▸ **ASSIGNMENT**
The data should be printed in full, character for character.

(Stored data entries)

PR #695, opened 2022-02-09
Upgrade to Play 2.8

jacobwinch:
## What does this change?

This PR upgrades Amigo from Play 2.6 to Play 2.8, based on the following the migration guides:

* [2.6 to 2.7 Migration Guide](https://www.playframework.com/documentation/2.8.x/Migration27)
* [2.7 to 2.8 Migration Guide](https://www.playframework.com/documentation/2.8.x/Migration28)

One recommendation ([updating sbt](https://www.playframework.com/documentation/2.8.x/Migration28#sbt-upgrade)) is not followed yet, as I cannot build the project using the latest version of `sbt`. 

I think we will need to upgrade Scala to unblock this, and that involves updating or removing a number of other dependencies. As `Play 2.8 still supports sbt 0.13`, I think we can decouple those tasks and complete that work in (yet another) upgrade PR!

## How to test

I've deployed this to `CODE` and confirmed that I can still bake an AMI.

We are using the latest version of the Play Framework 🎉 

This is a significant upgrade; we should monitor this service carefully after this change has been deployed in case something was missed during testing.


build.sbt
```diff
@@ -71,16 +71,17 @@ libraryDependencies ++= Seq(
   "com.fasterxml.jackson.dataformat" % "jackson-dataformat-yaml" % jacksonVersion,
   "com.fasterxml.jackson.core" % "jackson-databind" % jacksonVersion,
   "com.fasterxml.jackson.core" % "jackson-annotations" % jacksonVersion,
+  "com.fasterxml.jackson.module" %% "jackson-module-scala" % jacksonVersion,
   "com.gu" %% "scanamo" % "1.0.0-M4",
   "com.beachape" %% "enumeratum" % "1.6.1",
-  "com.typesafe.akka" %% "akka-actor-typed" % "2.5.26",
+  "com.typesafe.akka" %% "akka-actor-typed" % "2.6.18",
```
jacobwinch, line 77: Mixing Akka versions is [not allowed](https://doc.akka.io/docs/akka/2.6/common/binary-compatibility-rules.html?_ga=2.118238537.1723156955.1644339084-1253382111.1594211568#mixed-versioning-is-not-allowed), so we upgrade to use [exactly the same version as Play](https://github.com/playframework/playframework/blob/2.8.13/project/Dependencies.scala#L10)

▸ **THE COMPLETED TASK**
PR #695, opened 2022-02-09
Upgrade to Play 2.8

jacobwinch:
## What does this change?

This PR upgrades Amigo from Play 2.6 to Play 2.8, based on the following the migration guides:

* [2.6 to 2.7 Migration Guide](https://www.playframework.com/documentation/2.8.x/Migration27)
* [2.7 to 2.8 Migration Guide](https://www.playframework.com/documentation/2.8.x/Migration28)

One recommendation ([updating sbt](https://www.playframework.com/documentation/2.8.x/Migration28#sbt-upgrade)) is not followed yet, as I cannot build the project using the latest version of `sbt`. 

I think we will need to upgrade Scala to unblock this, and that involves updating or removing a number of other dependencies. As `Play 2.8 still supports sbt 0.13`, I think we can decouple those tasks and complete that work in (yet another) upgrade PR!

## How to test

I've deployed this to `CODE` and confirmed that I can still bake an AMI.

We are using the latest version of the Play Framework 🎉 

This is a significant upgrade; we should monitor this service carefully after this change has been deployed in case something was missed during testing.


build.sbt
```diff
@@ -71,16 +71,17 @@ libraryDependencies ++= Seq(
   "com.fasterxml.jackson.dataformat" % "jackson-dataformat-yaml" % jacksonVersion,
   "com.fasterxml.jackson.core" % "jackson-databind" % jacksonVersion,
   "com.fasterxml.jackson.core" % "jackson-annotations" % jacksonVersion,
+  "com.fasterxml.jackson.module" %% "jackson-module-scala" % jacksonVersion,
   "com.gu" %% "scanamo" % "1.0.0-M4",
   "com.beachape" %% "enumeratum" % "1.6.1",
-  "com.typesafe.akka" %% "akka-actor-typed" % "2.5.26",
+  "com.typesafe.akka" %% "akka-actor-typed" % "2.6.18",
```
jacobwinch, line 77: Mixing Akka versions is [not allowed](https://doc.akka.io/docs/akka/2.6/common/binary-compatibility-rules.html?_ga=2.118238537.1723156955.1644339084-1253382111.1594211568#mixed-versioning-is-not-allowed), so we upgrade to use [exactly the same version as Play](https://github.com/playframework/playframework/blob/2.8.13/project/Dependencies.scala#L10)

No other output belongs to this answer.